Regime dichiarativo vs amministrato: quale scegliere

Differenze tra regime amministrato e dichiarativo per gli investimenti in Italia: chi gestisce le tasse, quando conviene cambiare, vantaggi e svantaggi di ciascuno.

8 maggio 20267 min di lettura
Condividi:

I due regimi fiscali per gli investimenti

In Italia, chi investe in strumenti finanziari (azioni, ETF, obbligazioni) può operare sotto due regimi fiscali distinti:

  • Regime amministrato: il broker gestisce tutto, tu non fai nulla
  • Regime dichiarativo: dichiari tu i redditi nel 730 e versi le imposte autonomamente

La scelta del regime dipende principalmente dal broker che usi, ma può anche essere una scelta attiva — con implicazioni importanti.
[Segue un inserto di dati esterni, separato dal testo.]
PR #355, opened 2024-04-27
Code cleanups and smaller refactors to monitoring

amcclain:
+ Type `MonitorResult.metric` as `Number`
+ Rename MonitorsResults -> AggregateMonitorResult for clarity
+ New MonitorConfig class to formalize expected definition and types of required Hoist appConfig.
+ Apply `@GrailsCompileStatic` to services.
+ Additional doc comments.

### DIFF
--- a/grails-app/services/io/xh/hoist/monitor/MonitorReportService.groovy
+++ b/grails-app/services/io/xh/hoist/monitor/MonitorReportService.groovy
@@ -6,8 +6,10 @@
  */
 package io.xh.hoist.monitor
 
+import grails.compiler.GrailsCompileStatic
 import io.xh.hoist.BaseService
-import io.xh.hoist.util.Utils
+import io.xh.hoist.config.ConfigService
+import io.xh.hoist.email.EmailService
 
 import static io.xh.hoist.monitor.MonitorStatus.WARN
 import static io.xh.hoist.util.DateTimeUtils.MINUTES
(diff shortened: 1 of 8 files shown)


amcclain:
Sorry to add anything to your plate - threw a few ideas in here for discussion and to merge if you think they are moving in the right direction.

* Additional uses of `@GrailsCompileStatic` 
* MonitorResult.metric as Number vs Object - any sense apps were ever setting a non-numeric metric? Spurred by numeric comparisons in eval service w/tighter compilation settings.
* MonitorConfig object - happy to unwind but have been wondering for a while how we could better formalize the JSON configs and their types w/o lots of casting throughout the app. Realize this mints a new object each time but it's so lightweight hoping that's not material. 

Not at all married to these changes - could scale back and just take the rename and the doc comments which is what I really came here to do, but wanted to start reviewing HC code to see how we can tighten it down now that things have matured and these were some starting points I had in mind....

grails-app/services/io/xh/hoist/monitor/MonitorReportService.groovy
```diff
@@ -66,28 +77,14 @@ class MonitorReportService extends BaseService {
             emailService.sendEmail(
                 to: to,
                 subject: report.title,
-                html: formatHtml(report),
+                html: report.toHtml(),
```
lbwexler, line 80: nice!

lbwexler:
Love most everything.  thanks for the careful look.  

A little concerned that we are taking away the useful ability to have a non-numerical metric, could imagine that being useful. (e.g. a status code/string, reported by some system being tested?).  Will merge with that tiny change removed ( and perhaps we can discuss)

PR #357, opened 2024-05-02
Fixed DefaultRoleService completely failing if presented with a bad roleMember

jskupsik:
Currently, if a roleMember is present with roleMember.type==ROLE and an invalid/missing roleMember.name (one that does not match the Role.name of any Role), the DefaultRoleService will completely crash/fail, locking everyone out of the application.

This doesn't ever happen in normal operations/using the roles UI, but may happen if an application is manually changing roles/roleMembers (ie, migrating roles).

### DIFF
--- a/src/main/groovy/io/xh/hoist/role/provided/DefaultRoleService.groovy
+++ b/src/main/groovy/io/xh/hoist/role/provided/DefaultRoleService.groovy
@@ -346,8 +346,12 @@ class DefaultRoleService extends BaseRoleService {
                 if (!visitedRoles.contains(it)) {
                     visitedRoles << it
                     def effectiveRole = Role.get(it)
-                    rolesToVisit << effectiveRole
-                    ret << effectiveRole
+                    if (effectiveRole) {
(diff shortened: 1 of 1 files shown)


jskupsik:
### Test case: 
In my local toolbox env, I have added a row to the `xh_role_member` table with `type=ROLE`, `role_id=HOIST_ADMIN` (a role that exists), and `name=INVALID_ROLE_ID` (a role that does not exist). 

### Without fix:
RoleService completely breaks (no user has any roles loaded): 
Screenshot 2024-05-02 at 5 23 46 PM

The source of the issue is this cryptic error:
```2024-05-03 00:20:54.279 | 61f37439 | RoleService [ERROR] | Failure in timer | Cannot get property 'users' on null object [NullPointerException]```


### With fix:
App ignores the busted RoleMember rows and works, with this warn statement in the log:
```2024-05-03 00:18:59.822 | 3c5f0755 | RoleService [WARN] | Role HOIST_ADMIN references non-existent role INVALID_ROLE_ID | skipping```

PR #358, opened 2024-05-02
Fixed BaseService.initialize() hiding stack trace for init exceptions

jskupsik:
I have noticed that exceptions thrown by implementations of `BaseService.init()` using the `BaseService.parallelInit()` method do not show their full stack trace. This was because we were cutting off the exception "history" in `BaseService.initialize()`.

### DIFF
--- a/src/main/groovy/io/xh/hoist/BaseService.groovy
+++ b/src/main/groovy/io/xh/hoist/BaseService.groovy
@@ -28,6 +28,7 @@ import org.slf4j.LoggerFactory
 import org.springframework.beans.factory.DisposableBean
 
 import java.util.concurrent.ConcurrentHashMap
+import java.util.concurrent.ExecutionException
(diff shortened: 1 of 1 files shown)


lbwexler:
Jakub -- great catch, and this works, but I think there might be a more elegant way to do it, that avoids doubling up.  Just have a catch block first that catches `ExecutionException` and logs the `cause`

Sorry I missed this the first time around -- can't believe how long this has been wrong!!!!!

See
https://docs.oracle.com/javase/8/docs/api/java/util/concurrent/ExecutionException.html

Also See a similar bit in timer:
https://github.com/xh/hoist-core/blob/develop/src/main/groovy/io/xh/hoist/util/Timer.groovy
(here we also explicitly catch the timeout and rethrow a simpler exception, which you could also do, but not necessary)

PR #359, opened 2024-05-20
Fixed `defaultRoleService.list()` failing if presented with a bad roleMember

jskupsik:
Currently, if you attempt to access the roles page in an environment where there is a "bad roleMember", the `defaultRoleService.list()` fails with the message: `Cannot get property 'directoryGroups' on null object.`

Follow-up to https://github.com/xh/hoist-core/pull/357

### DIFF
--- a/grails-app/services/io/xh/hoist/role/provided/DefaultRoleAdminService.groovy
+++ b/grails-app/services/io/xh/hoist/role/provided/DefaultRoleAdminService.groovy
@@ -39,7 +39,7 @@ class DefaultRoleAdminService extends BaseService {
             errorsForGroups = emptyMap()
 
         if (defaultRoleService.directoryGroupsSupported) {
-            Set<String> groups = roles.collectMany(new HashSet()) { it.directoryGroups }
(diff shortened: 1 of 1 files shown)


grails-app/services/io/xh/hoist/role/provided/DefaultRoleAdminService.groovy
```diff
@@ -39,7 +39,7 @@ class DefaultRoleAdminService extends BaseService {
             errorsForGroups = emptyMap()
 
         if (defaultRoleService.directoryGroupsSupported) {
-            Set<String> groups = roles.collectMany(new HashSet()) { it.directoryGroups }
+            Set<String> groups = roles.collectMany(new HashSet()) { it?.directoryGroups }
```
lbwexler, line 42: sorry, I don't get this -- Role.list() can return nulls?!?  I don't think I have ever encountered this.

lbwexler (commented):
Want to understand how we are getting these "Bad Roles" before merging.

PR #360, opened 2024-05-22
BaseUserService now allows app implementation to use the app's User type

jskupsik:
Currently, BaseUserService does not allow the implementation to use it's own User:
```groovy
class AppUser extends HoistUser { ... 
```
```groovy
class UserService extends BaseUserService {
    // This does not build, because the return type of `List<AppUser> ` is incompatible with `List<HoistUser>`
    @Override
    List<AppUser> list(boolean activeOnly) { ... 
```
With this fix, the app's UserService is allowed to type its own methods.


jskupsik:
Toolbox branch, which shows an implementation that now works due to this fix - https://github.com/xh/toolbox/pull/720

PR #361, opened 2024-06-03
Enhancements for BaseProxyService

saba-mo:


grails-app/services/io/xh/hoist/http/BaseProxyService.groovy
```diff
@@ -121,9 +126,9 @@ abstract class BaseProxyService extends BaseService {
     }
 
     protected CloseableHttpClient getSourceClient() {
-        def ret = _sourceClient
```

Regime amministrato: come funziona

Nel regime amministrato, il tuo intermediario finanziario (broker o banca) è il sostituto d'imposta. Calcola le imposte, le trattiene dai tuoi guadagni e le versa all'Agenzia delle Entrate per conto tuo.

Cosa fa il broker automaticamente:

  • Calcola le plusvalenze su ogni vendita
  • Applica la ritenuta del 26% al momento della vendita
  • Gestisce il "zainetto fiscale" (riporto delle minusvalenze)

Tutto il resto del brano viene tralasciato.